Première authentique star française de l’après-guerre, le jeune immigré italien de Marseille Yves Montand fut sinon découvert, du moins propulsé au plus haut de l’affiche par Édith Piaf, avant de faire carrière au cinéma et sur toutes les scènes de music-hall du monde. Engagé, aux côtés de son épouse Simone Signoret, dans d’innombrables combats politiques, il représenta pour beaucoup une « conscience » ou, pour d’autres, « un homme qui passait sa vie à se tromper ». Au-delà, il demeure cet acteur immense, touchant au sublime dans des films de Costa-Gavras ou de Claude Sautet. Et l’une des plus grandes voix françaises de la seconde partie du XXe siècle doublée d’un sourire ravageur. Pour le dixième anniversaire de la fin de la guerre, en 1955, Montand offre une interprétation d’anthologie de la chanson historique qu’est « Le chant des partisans ».
Yves Montand
Ami, entends-tu le vol noir des corbeaux sur nos plaines ? Ami, entends-tu les cris sourds du pays qu'on enchaîne ? Ohé ! partisans, ouvriers et paysans, C'est l'alarme ! Ce soir l'ennemi…
Dix ans après la fin de la guerre, la France se reconstruit dans un climat très tendu et un environnement international inquiétant. La promesse de construire la paix est vite oubliée : en Corée, au Viêt-nam, au Guatemala, en Hongrie ce sont les armes qui parlent. À tout instant, l a guerre froide peut se réchauffer : les bombes atomiques font peur.

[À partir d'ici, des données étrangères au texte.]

PR #9891, opened 2022-04-25
Add remove_finalizer function

RoniKish:
This PR adds remove_finalizer function to pytest.

This will enable removing a finalizer once it was added.
This is usefull in sitautions where you want to add finalizers at start of fixture, but in some conditions remove that finalizer.

### DIFF
--- a/AUTHORS
+++ b/AUTHORS
@@ -285,6 +285,7 @@ Roberto Polli
 Roland Puntaier
 Romain Dorgueil
 Roman Bolshakov
+Roni Kishner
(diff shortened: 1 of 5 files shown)


RonnyPfannschmidt (changes requested):
Strictly no to this one, even the test examples demonstrate bad behaviour


If you need a disengaging finalizer, pass a better finalizer

nicoddemus:
Thanks @RoniKish for the implementation anyway, we appreciate the well written PR, even if in the end it was not a good fit. 👍

PR #9893, opened 2022-04-26
Let mkdir() and mkpydir() receive PathLike names

jparise:
These pytester utility methods were annotated to only receive `str`
names, but they naturally support os.PathLike values, as well.

This makes writing some pytester calls a little nicer, such as when
creating a directory based on a `.joinpath()` call. We previously needed
to cast that intermediate value to a `str`.


Zac-HD (approved):
Looks great - thanks @jparise, and sorry it took so long for someone to review!

PR #9901, opened 2022-04-28
RFC: Add Downstream Plugin Testing

sommersoft:
Addresses #7342

I dabbled on a solution for this, taking a few different approaches and settling on this one. This is a bit of a compromise with all the concerns brought up in the issue's discussion.

This utilizes Docker (compose) inside a GitHub Actions workflow to establish the necessary environment(s) to run plugin tests. Current environment has Python 3.7, 3.8, 3.9, 3.10, and pypy3.7 (all via pyenv); also includes image layers for PostgreSQL and mySQL. The base image can be found here: https://github.com/sommersoft/docker-pyenv-pytest

Workflow runs can be viewed here: https://github.com/sommersoft/pytest/actions?query=branch%3Adownstream_testing_2

There are some (current) constraints:
- Limited CI Collection:
  - Will only run plugin tests that are defined in a GitHub Actions workflow and utilize ``tox``.
  - Adding non-GHA/tox _shouldn't_ be too difficult. Just would need to add parsing of Travis/etc config, and establish a modular ``toxenv`` to use.
- Failing/Flaky Plugin Tests:
  - If a plugin's current tip is failing it's own tests, those failures will occur here as well.
  - One way to workaround this is to query a plugin's last CI run and compare the status/results. Easier with GHA, obviously; Travis/etc may prove more difficult.

I'll be adding in some review comments to cover some questions to be answered, if this approach is acceptable.


.github/workflows/downstream_testing.yml
```diff
@@ -0,0 +1,110 @@
...
+
+on:
+  workflow_dispatch:
+  pull_request:
+    branches:
+      # Only run downstream tests on PRs for releases
+      - "[0-9]+.[0-9]+.x"
+  push:
+    branches:
+      - downstream_testing_2
```
sommersoft, line 11: I took these guesses at when to run. The `on.push.branches` will of course have my branch removed.

testing/downstream_testing/Dockerfile
```diff
@@ -0,0 +1,27 @@
+FROM sommersoft/pyenv-pytest:latest
```
sommersoft, line 1: Ownership of this should likely be transferred. If you'd rather not have to maintain Docker Hub, GitHub's container registry is probably an option. Again, base image is here: https://github.com/sommersoft/docker-pyenv-pytest

nicoddemus:
Hi @sommersoft,

Just passing by to let you know we appreciate this effort a lot, however it is a lot to take in so that's why I believe people are taking their time to review it (at least that's the case for me).

Appreciate the effort and patience!

Zac-HD:
We've added a simple version of this via tox: https://github.com/pytest-dev/pytest/blob/e7355d70771b5f34f78d7012f73bdc8eb79574d6/tox.ini#L178-L200

and given the complexity and maintainence burden of this more complex approach I'm going to close the PR.  We really do appreciate the offered contribution though, and encourage you to take a look at another open issue if you'd like!

PR #9904, opened 2022-04-30
Mention use of re_assert for strings in approx docs

### LINKED ISSUE #9861: Feature request: pytest.match for regex-base equality-checking a la pytest.approx
One thing I really love about `pytest.approx` is that it means that I can do all equality checking the same way, regardless of whether it is approximate or exact. That is, I can do stuff like this:
```
@pytest.mark.parametrize(
    ("attribute", "expected_value"),
    [
        ("foo", 1),
        ("bah", pytest.approx(3.0)),
    ]
)
def test_attributes(object_under_test):
    assert getattr(object_under_test, attribute) == expected_value
```
I don't need separate tests for strict equality checking and approximate equality checking.

By the same token it would be great to have a `pytest.match` method that similarly reduces string matching to an equality check. This would let me
```
@pytest.mark.parametrize(
    ("attribute", "expected_value"),
    [
        ("foo", 1),
        ("bah", pytest.approx(3.0)),
        ("url", pytest.match(url_regex))
    ]
)
def test_attributes(object_under_test):
    assert getattr(object_under_test, attribute) == expected_value
```

johnkangw:
Closes #9861

### DIFF
--- a/src/_pytest/python_api.py
+++ b/src/_pytest/python_api.py
@@ -666,6 +666,11 @@ def approx(expected, rel=None, abs=None, nan_ok: bool = False) -> ApproxBase:
         specialised test helpers in :std:doc:`numpy:reference/routines.testing`
         if you need support for comparisons, NaNs, or ULP-based tolerances.
 
+        To match strings using regex, you can use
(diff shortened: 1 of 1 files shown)


nicoddemus (approved):

nicoddemus:
Thanks @johnkangw!

PR #13, opened 2021-09-29
operators / ground operators

tomsilver:


src/structs.py
```diff
@@ -35,7 +35,7 @@ def __hash__(self) -> int:
 
 
 @dataclass(frozen=True, order=True, repr=False)
-class TypedEntity:
+class _TypedEntity:
     """Struct defining an entity with some type, either an object (e.g.,
     block3) or a variable (e.g., ?block).
```
ronuchit, line 40: Append "Should not be instantiated externally." to this docstring

src/structs.py
```diff
@@ -222,10 +222,16 @@ def variables(self):
         return list(self.entities)
 
     @cached_property
-    def _str(self):
+    def _str(self) -> str:
         return (str(self.predicate) + "(" +
                 ", ".join(map(str, self.variables)) + ")")
 
+    def ground(self, sub) -> GroundAtom:
```
ronuchit, line 229: Would we ever need to go the other way, i.e. GroundAtom to LiftedAtom? We would need this sometimes right, like when we lift effects for clustering?

ronuchit, line 229: Please annotate the type of "sub" parameter

src/structs.py
```diff
@@ -303,3 +309,92 @@ class _Option:
...
+    def __str__(self) -> str:
+        return self._str
+
+    def __repr__(self) -> str:
+        return str(self)
+
+    def __hash__(self) -> int:
+        return self._hash
+
+    def __eq__(self, other) -> bool:
```
ronuchit, line 349: Please annotate the type of "other" (actually, I think this is missing in a few places in this file)

src/structs.py
```diff
@@ -303,3 +309,92 @@ class _Option:
...
+        delete_effects = {atom.ground(sub) for atom in self.delete_effects}
+        sampler = lambda s: self._sampler(s, objects)
+        return _GroundOperator(self, objects, preconditions, add_effects,
+                               delete_effects, self.option, sampler)
+
+
+@dataclass(frozen=True, repr=False, eq=False)
+class _GroundOperator:
+    """A ground operator is an operator + objects."""
+    operator: Operator
```
ronuchit, line 369: Is there a reason GroundOperators need to store a pointer to the lifted Operator? I'm fine with it if we have a reason, but right now it looks like we're just using that lifted Operator's name, so we could just pass the name in instead?

tests/test_structs.py
```diff
@@ -202,3 +203,54 @@ def _terminal(s, p):
     assert np.all(option.policy(state) == np.array(params)*2)
     assert not option.initiable(state)
     assert not option.terminal(state)
+
+
+def test_operators():
+    """Tests for Operators and _GroundOperators.
```
ronuchit, line 209: Operator and _GroundOperator [to avoid confusion]

src/structs.py
```diff
@@ -303,3 +309,92 @@ class _Option:
...
+class Operator:
+    """Struct defining an operator (as in STRIPS). Lifted!
+    """
+    name: str
+    parameters: Sequence[Variable]
+    preconditions: Collection[LiftedAtom]
+    add_effects: Collection[LiftedAtom]
+    delete_effects: Collection[LiftedAtom]
+    option: ParameterizedOption
+    # A sampler maps a state and objects to a option parameters.
```
ronuchit, line 324: typo: "to option parameters"

src/structs.py
tomsilver: so polite

tomsilver: so polite

src/structs.py
tomsilver: this is apparently not recommended:

```
predicators/src/structs.py:356: error: Argument 1 of "__eq__" is incompatible with supertype "object"; supertype defines the argument type as "object"
predicators/src/structs.py:356: note: This violates the Liskov substitution principle
predicators/src/structs.py:356: note: See https://mypy.readthedocs.io/en/stable/common_issues.html#incompatible-overrides
predicators/src/structs.py:356: note: It is recommended for "__eq__" to work with arbitrary objects, for example:
predicators/src/structs.py:356: note:     def __eq__(self, other: object) -> bool:
predicators/src/structs.py:356: note:         if not isinstance(other, Operator):
predicators/src/structs.py:356: note:             return NotImplemented
predicators/src/structs.py:356: note:         return <logic to compare two Operator instances>
```

src/structs.py
tomsilver: I can't think of a reason but I would like to keep it

PR #14, opened 2021-09-29
base env and approach

ronuchit:


src/approaches/base_approach.py
```diff
@@ -0,0 +1,74 @@
...
+        """Get the atomic representation of this state (i.e., a set
+        of ground atoms).
+        """
+        atoms = set()
+        for pred in self._predicates:
+            domains = []
+            for var_type in pred.types:
+                domains.append([obj for obj in state if obj.type == var_type])
+            for choice in itertools.product(*domains):
+                if len(choice) != len(set(choice)):
```
tomsilver, line 65: maybe let's remove this...?

src/envs/base_env.py
```diff
@@ -0,0 +1,64 @@
...
+
+    @abc.abstractmethod
+    def get_test_tasks(self) -> List[Task]:
+        """Get an ordered list of tasks for testing / evaluation.
+        """
+        raise NotImplementedError("Override me!")
+
+    @property
+    @abc.abstractmethod
+    def predicates(self) -> Set[Predicate]:
```
tomsilver, line 40: when should we use Sequence vs List and Set vs Collection?

src/structs.py
```diff
@@ -30,7 +30,7 @@ def __call__(self, name) -> TypedEntity:
             return Variable(name, self)
         return Object(name, self)
 
-    def __hash__(self):
+    def __hash__(self) -> int:
```
tomsilver, line 33: oh yeah thanks for doing this...

src/structs.py
```diff
@@ -113,6 +113,22 @@ def vec(self, objects: Sequence[Object]) -> ArrayLike:
             feats.append(self[obj])
         return np.hstack(feats)
 
+    def copy(self) -> State:
```
tomsilver, line 116: so states are not frozen then

src/utils.py
```diff
@@ -0,0 +1,28 @@
...
+"""
+
+from typing import Sequence, Callable, Tuple
+from numpy.typing import ArrayLike
+from predicators.src.structs import _Option, State
+
+
+def option_to_trajectory(
+        init: State, simulator: Callable[[State, ArrayLike], State],
+        option: _Option) -> Tuple[Sequence[State], Sequence[ArrayLike]]:
```
tomsilver, line 11: we should probably add a `max_num_steps` argument

tomsilver (approved):
good stuff

PR #19, opened 2021-09-30
random actions approach

tomsilver:


tests/approaches/test_random_actions_approach.py
```diff
@@ -0,0 +1,30 @@
...
+"""
+from gym.spaces import Box  # type: ignore
+from predicators.src.approaches import RandomActionsApproach
+from predicators.src.structs import State, Type, Predicate, Task
+
+
+def test_random_actions_approach():
+    """Tests for RandomActionsApproach class.
+    """
+    cup_type = Type("cup_type", ["feat1"])
```
ronuchit, line 11: Instead of all this, you can do env = CoverEnv() and then RandomActionsApproach(env.simulate, env.predicates, env.options, env.action_space)

PR #39, opened 2021-10-05
operator learning base code

ronuchit:


src/approaches/operator_learning_approach.py
```diff
@@ -0,0 +1,210 @@
...
+                assert variables == sorted(set(sub.values()))
+            if i == 0:
+                preconditions = lifted_atoms
+            else:
+                preconditions &= lifted_atoms
+
+        return variables, preconditions
+
+    @staticmethod
+    def _unify(
```
tomsilver, line 169: can we lru_cache this? it's going to be called twice I think -- first during effect clustering, and then again during precondition learning

PR #40, opened 2021-10-05
video generation

tomsilver:


src/utils.py
```diff
@@ -29,25 +35,33 @@ def run_policy_on_task(policy: Callable[[State], Action], task: Task,
     atoms = abstract(state, predicates)
     states = [state]
     actions: List[Action] = []
+    video: Video = []
+    if make_video:
+        assert render is not None
+        render = cast(Callable[[State], Image], render)
```
ronuchit, line 41: I think that since you have the assert right above this, you won't need this cast (mypy would be smart enough to realize that the "Optional" should get dropped since it was asserted)

src/args.py
```diff
@@ -13,9 +13,21 @@ def parse_args() -> Dict[str, Any]:
...
-    args = parser.parse_args()
+    parser.add_argument("--make_videos", action='store_true')
+    args, overrides = parser.parse_known_args()
     print_args(args)
-    return vars(args)
+    arg_dict = vars(args)
+    if len(overrides) == 0:
+        return arg_dict
+    # Override global settings
+    assert len(overrides) >= 2
```
ronuchit, line 23: Should also check that it's even

PR #48, opened 2021-10-07
sampler bounds checking

ronuchit:


src/operator_learning.py
```diff
@@ -284,8 +284,12 @@ def _sampler(state: State, rng: np.random.Generator,
             x_lst.extend(state[sub[var]])
         x = np.array(x_lst)
         for _ in range(CFG.max_rejection_sampling_tries):
-            params = regressor.predict_sample(x, rng)
+            params = np.array(regressor.predict_sample(x, rng),
+                              dtype=param_option.params_space.dtype)
             if classifier.classify(np.r_[x, params]):
                 break
+        if not param_option.params_space.contains(params):
```
tomsilver, line 291: what are your thoughts about doing this in the rejection sampling loop instead? so, if params are sampled that pass the classifier, but don't pass the param space check, then we'll sample again if there's still time left?

PR #50, opened 2021-10-10
Teacher dataset for interactive learning

amburger66:


src/settings.py
```diff
@@ -25,6 +25,9 @@ class GlobalSettings:
     video_dir = "videos"
     video_fps = 2
 
+    # teacher dataset parameters
+    frac = 0.3
```
tomsilver, line 29: Can we make this name more specific? Maybe `teacher_dataset_label_ratio`? Or if that's too long, just `teacher_dataset_frac`?

tests/datasets/test_datasets.py
```diff
@@ -91,3 +92,24 @@ def test_demo_replay_dataset():
...
+    utils.update_config({
+        "env": "cover",
+        "approach": "random",
+        "offline_data_method": "demo",
+        "offline_data_planning_timeout": 500,
+        "seed": 0,
+        "num_train_tasks": 7,
+    })
+    env = CoverEnv()
+    dataset = create_dataset(env)
```
tomsilver, line 110: Can you add a test that checks if the new hyperparameter is being used as expected? The easiest thing would be to just assert that the length of the ground atoms in one of the examples is equal to a magic number. Then we'll be alerted in the future if something changes unexpectedly. A more robust test would recompute all groundatoms for a given state and check that the number of groundatoms in the dataset is proportional to the expected frac.

src/datasets/teacher.py
```diff
@@ -0,0 +1,32 @@
...
+
+from typing import List, Set
+import numpy as np
+from predicators.src.envs import BaseEnv
+from predicators.src.structs import Dataset, GroundAtom
+from predicators.src.settings import CFG
+from predicators.src import utils
+
+
+def create_teacher_dataset(env: BaseEnv,
```
tomsilver, line 12: one more very minor thing: maybe we should pass in predicates here instead of `env`, since the only thing from env that we're using is `env.predicates`? but I know that the other dataset functions take in `env`, so maybe it's nice to be parallel. I'll leave this up to you!

amburger66: this function is already different from the other dataset functions, so I think it is ok to pass in just the predicates!

tests/datasets/test_datasets.py
```diff
@@ -91,3 +93,39 @@ def test_demo_replay_dataset():
...
+def test_teacher_dataset():
+    """Test teacher dataset creation with Covers env.
+    """
+    # Test that data does not contain options since approach is random
+    utils.update_config({
+        "env": "cover",
+        "approach": "random",
+        "offline_data_method": "demo",
+        "offline_data_planning_timeout": 500,
+        "seed": 0,
```
ronuchit, line 107: could you use seed 123 here instead of 0? sorry for the nit lol

explanation: i've been trying to do this across all our tests lol, the short explanation is that if we get in the habit of using seed 0 for our tests, then the tests that write out saved models will overwrite the saved models of our regular runs, since we often run `python src/main.py` with `--seed 0` out of habit

@tomsilver

ronuchit:
lgtm :)

PR #57, opened 2021-10-13
basic cluttered table implementation

ronuchit:


src/envs/cluttered_table.py
```diff
@@ -0,0 +1,188 @@
...
+        self._can_type = Type(
+            "can", ["pose_x", "pose_y", "radius", "is_grasped", "is_trashed"])
+        # Predicates
+        self._HandEmpty = Predicate(
+            "HandEmpty", [], self._HandEmpty_holds)
+        self._Holding = Predicate(
+            "Holding", [self._can_type], self._Holding_holds)
+        # Options
+        self._Grasp = ParameterizedOption(
+            "Grasp", [self._can_type], params_space=Box(0, 1, (4,)),
```
tomsilver, line 29: can you add a comment for what these dims represent

src/envs/cluttered_table.py
```diff
@@ -0,0 +1,188 @@
...
+            if grasped_can is not None:
+                next_state.set(grasped_can, "pose_x", -999)
+                next_state.set(grasped_can, "pose_y", -999)
+                next_state.set(grasped_can, "is_grasped", 0.0)
+                next_state.set(grasped_can, "is_trashed", 1.0)
+            return next_state
+        # Handle grasping action.
+        if grasped_can is not None:
+            return next_state  # can't grasp while already grasping
+        start_x, start_y, end_x, end_y = action.arr
```
tomsilver, line 67: maybe i'll figure this out later, but why do we need `start_x` and `start_y`? isn't that determined by the robot's resting state?

src/envs/cluttered_table.py
```diff
@@ -0,0 +1,188 @@
...
+            this_y = state.get(can, "pose_y")
+            this_radius = state.get(can, "radius")
+            if np.linalg.norm([end_x-this_x,
+                               end_y-this_y]) < this_radius:  # type: ignore
+                assert desired_can is None
+                desired_can = can
+        if desired_can is None:
+            return next_state  # end point wasn't at any can
+        vec1 = np.array([end_x-start_x, end_y-start_y])
+        # Handle collision checking.
```
tomsilver, line 80: can you write some more comments for this logic? in particular I'm surprised that we don't need to use the other can's radius

src/envs/cluttered_table.py
tomsilver: oh I see that you did this in action_space, that's fine, nvm

src/envs/cluttered_table.py
```diff
@@ -0,0 +1,188 @@
...
+
+    @property
+    def action_space(self) -> Box:
+        # The action_space is 4-dimensional. The first two dimensions are the
+        # start point of the vector corresponding to the grasp approach. The
+        # last two dimensions are the end point. Dumping is a special action
+        # where all 4 dimensions are 0.
+        return Box(0, 1, (4,))
+
+    def render(self, state: State) -> Image:
```
tomsilver, line 131: wanna create an Issue for this? :) i can do it eventually

PR #58, opened 2021-10-13
RandomOptionsApproach

ronuchit:


src/approaches/random_options_approach.py
```diff
@@ -0,0 +1,43 @@
...
+class RandomOptionsApproach(BaseApproach):
+    """Samples random options (and random parameters for those options).
+    """
+    @property
+    def is_learning_based(self) -> bool:
+        return False
+
+    def _solve(self, task: Task, timeout: int) -> Callable[[State], Action]:
+        options = sorted(self._initial_options, key=lambda o: o.name)
+        plan: List[Action] = []
```
tomsilver, line 21: this is okay because the env is deterministic etc, but it's a little odd -- why do we need to plan at all if we're executing random options?

src/approaches/random_options_approach.py
```diff
@@ -0,0 +1,43 @@
...
+        def _policy(state: State) -> Action:
+            nonlocal plan
+            if plan:
+                return plan.pop(0)
+            for _ in range(CFG.random_options_max_tries):
+                param_opt = options[self._rng.choice(len(options))]
+                types_to_objs = defaultdict(list)
```
tomsilver, line 28: worth moving this logic into a utility function? seems potentially generally useful (sample a random object combination from a state, given a list of types)

src/approaches/random_options_approach.py
```diff
@@ -0,0 +1,42 @@
...
+class RandomOptionsApproach(BaseApproach):
+    """Samples random options (and random parameters for those options).
+    """
+    @property
+    def is_learning_based(self) -> bool:
+        return False
+
+    def _solve(self, task: Task, timeout: int) -> Callable[[State], Action]:
+        options = sorted(self._initial_options, key=lambda o: o.name)
+        cur_option: _Option = DefaultOption
```
tomsilver, line 21: you need the type annotation even though it's getting initialized to DefaultOption?

src/approaches/random_options_approach.py
```diff
@@ -0,0 +1,42 @@
...
+                    params = param_opt.params_space.sample()
+                    opt = param_opt.ground(objs, params)
+                    if opt.initiable(state):
+                        cur_option = opt
+                        cur_option_ind = 0
+                        break
+                else:  # fall back to a random action
+                    return Action(self._action_space.sample())
+            act = cur_option.policy(state)
+            act.set_option((cur_option, cur_option_ind))
```
tomsilver, line 39: it would be ideal if we didn't have to do this everywhere, but that's an issue for another day. (if you agree, maybe make an issue?)

PR #67, opened 2021-10-14
rendering for clutter tables

### LINKED ISSUE #59: add render method to cluttered table environment
@tomsilver

tomsilver:
Closes #59


ronuchit:
TODOs from slack: make colored dots the same color, target should be a different color. to operationalize this, need render() to take in Tasks rather than just states

PR #817, opened 2022-04-27
stick point env predicate changes

tomsilver:
* rename all `InContact` to `Above`
* remove redundant predicate between robot and stick (redundant with `Grasped`)

### DIFF
--- a/src/envs/stick_point.py
+++ b/src/envs/stick_point.py
@@ -59,22 +59,19 @@ class StickPointEnv(BaseEnv):
         # Predicates
         self._Touched = Predicate("Touched", [self._point_type],
                                   self._Touched_holds)
-        self._InContactStickPoint = Predicate(
-            "InContactStickPoint", [self._stick_type, self._point_type],
-            self._InContact_holds)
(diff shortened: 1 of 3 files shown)


src/envs/stick_point.py
```diff
@@ -59,22 +59,19 @@ def __init__(self) -> None:
...
+                                          [self._robot_type, self._point_type],
+                                          self._Above_holds)
         self._Grasped = Predicate("Grasped",
                                   [self._robot_type, self._stick_type],
                                   self._Grasped_holds)
         self._HandEmpty = Predicate("HandEmpty", [self._robot_type],
                                     self._HandEmpty_holds)
-        self._NoPointInContact = Predicate("NoPointInContact", [],
-                                           self._NoPointInContact_holds)
+        self._AboveNoPoint = Predicate("AboveNoPoint", [],
```
ronuchit, line 73: what is this referring to? the stick or the robot?

ronuchit (approved):

src/envs/stick_point.py
tomsilver: either one

PR #820, opened 2022-04-28
disable harmlessness check for oracle method in option script

tomsilver:
without this, the harmlessness check crashes in the rare cases when the stick presses two points at once. I don't fully understand why this seems to happen only for oracle strips learning, but that seems to be the case.


ronuchit (approved):
worth understanding this more. why is the stick able to press two points at once? arent the points pretty far apart?

tomsilver:
yeah I'll dig in tomorrow. and yeah they are far apart radius wise, but can still line up vertically in rare cases.

ronuchit:
fixed in #823

PR #823, opened 2022-04-28
fix stick_button to not allow pressing with both robot and stick simultaneously

ronuchit:
command that failed before but works now:
`python src/main.py --env stick_button --segmenter contacts --num_train_tasks 500 --seed 0 --approach nsrt_learning --strips_learner oracle`


tomsilver (approved):
lgtm thanks, I'll be curious to see whether this makes `min_perc_data_for_nsrt` unneeded too

ronuchit:
can you check that @tomsilver? what exactly changed to make that not be needed anymore? i thought we needed that bc you could move above two things at once

tomsilver:
you're right, thanks.

PR #827, opened 2022-04-28
increase timeout for stick button nightly

tomsilver:


ronuchit (approved):
did you check that min perc is still necessary?

PR #830, opened 2022-04-28
refactor test_oracle_approach.py and remove CoverMultistepOptionsFixedTasks, CoverMultistepOptionsHolding

### LINKED ISSUE #784: refactor `tests/approaches/test_oracle_approach.py` to remove redundant code
use parameterized tests

ronuchit:
uses `pytest.mark.parametrize` to significantly shorten test_oracle_approach.py

removes two old unneeded cover environments

closes #784


tests/approaches/test_oracle_approach.py
```diff
@@ -26,306 +25,58 @@
...
-        # Test that a repeated random action fails.
-        assert not policy_solves_task(lambda s: random_action, task,
-                                      env.simulate)
-
-
-def test_oracle_approach_cover_multistep_options():
-    """Tests for OracleApproach class with CoverMultistepOptions."""
-    utils.reset_config({
-        "env": "cover_multistep_options",
+ENV_NAME_AND_CLS = [
```
tomsilver, line 31: can't we get all these names from the class themselves? (with `get_name`)

tests/approaches/test_oracle_approach.py
```diff
@@ -336,25 +87,86 @@ def test_oracle_approach_cover_multistep_options():
...
+@pytest.mark.parametrize("env_name,env_cls", ENV_NAME_AND_CLS)
+def test_oracle_approach(env_name, env_cls):
+    """Tests for OracleApproach class with all environments."""
+    for extra_args in EXTRA_ARGS_ORACLE_APPROACH[env_name]:
+        common_cfg_dict = {
+            "env": env_name,
+            "num_train_tasks": 2,
+            "num_test_tasks": 2,
+        }
+        cfg_dict = dict(common_cfg_dict, **extra_args)
```
tomsilver, line 149: this is fine but if you prefer, could also do:
```
cfg_dict = {
    "env": env_name,
    "num_train_tasks": 2,
    "num_test_tasks": 2,
    **extra_args
}
```

tests/envs/test_base_env.py
```diff
@@ -4,34 +4,13 @@
...
-            "cover_multistep_options_fixed_tasks",
-            "cover_multistep_options_holding",
-            "pybullet_cover",
-            "pybullet_blocks",
-            "pddl_blocks_fixed_tasks",
-            "pddl_blocks_procedural_tasks",
-            "touch_point",
-            "stick_button",
-    ]:
+    for name, _ in ENV_NAME_AND_CLS:
```
tomsilver, line 13: is there a reason to not make this one parameterized as well?

tomsilver (approved):
thanks!! so much better ow

tests/approaches/test_oracle_approach.py
ronuchit: i'd rather not because i want people who make a new env to be aware that it should be inserted into this test file. because you might want to change some parameters with the `EXTRA_ARGS_ORACLE_APPROACH` to make the oracle not be super slow

ronuchit: oh i see what you mean... eh whatever

tests/envs/test_base_env.py
ronuchit: too lazy to pull the last few lines (`with pytest.raises(NotImplementedError): create_new_env("Not a real env")`) into a new function

PR #832, opened 2022-04-29
stick point -> stick button

ronuchit:


tomsilver (approved):
Thanks, sorry thought I got 'em all

PR #836, opened 2022-04-29
move plot scripts to new subfolder

### LINKED ISSUE #834: move plotting scripts into subfolder
def too annoying to make plotting code modular, but at least we can do this...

De nombreux scientifiques dont les inventeurs de la bombe ainsi que des artistes se mobilisent pour la paix. Lueur d’espoir : Inde, Egypte et Yougoslavie contestent la rivalité URSS/États-Unis et créent le mouvement des non-alignés, tandis que Maroc et Tunisie deviennent indépendants. Le monde change et le progrès avance : magnétoscope, vaccins, télé couleur et premier disque dur voient le jour.
La mélodie simple de cette chanson pourrait l’apparenter à la famille des comptines, ces chansons d’enfance que nous mémorisons aisément et conservons au fond de notre mémoire. En revanche, son rythme binaire évoque les chants de marche, approprié à son texte. Une étonnante mise en scène est suggérée: une colonne de soldats allemands passe et un sifflement invite les partisans cachés dans les fourrés à reprendre leur route. La chanson débute a capella, avant d’être accompagnée d’un accordéon, l’instrument populaire s’il en est. Le chant gagne en amplitude avant le retour menaçant d’une autre colonne allemande, puis s’affirme jusqu’à ce qu’un chœur imposant, évocation de la multitude des partisans enfin rassemblés, vienne conclure dans une emphase libératrice. Cette musique est composée en 1942 par la chanteuse d’origine russe Anna Marly, elle-même engagée dans la résistance.
C’est un chant de mobilisation et de combat, un hymne. Écrites par l’écrivain Joseph Kessel et son neveu Maurice Druon, tous deux résistants, les paroles ne font pas de détour : elles magnifient le combat des partisans, en soulignent la dureté et appellent à y prendre part sous toutes ses formes. Elles sont impitoyables, comme l’est la guerre. Mais ce sont des paroles d’espoir pour ceux qui la sifflent discrètement, comme par défi. La France y est judicieusement évoquée: ouvriers, paysans, mines, collines, paille autant de mots auxquels l’auditeur attachera des images familières, celles de la patrie qu’il faut défendre.
Abondamment diffusé sur la BBC, puis signe de reconnaissance dans les maquis Le chant des partisans est devenu un succès mondial. Le groupe Zebda en a fait une version colorée en 1997, “Motivés”. Le manuscrit original est classé “Monument historique”.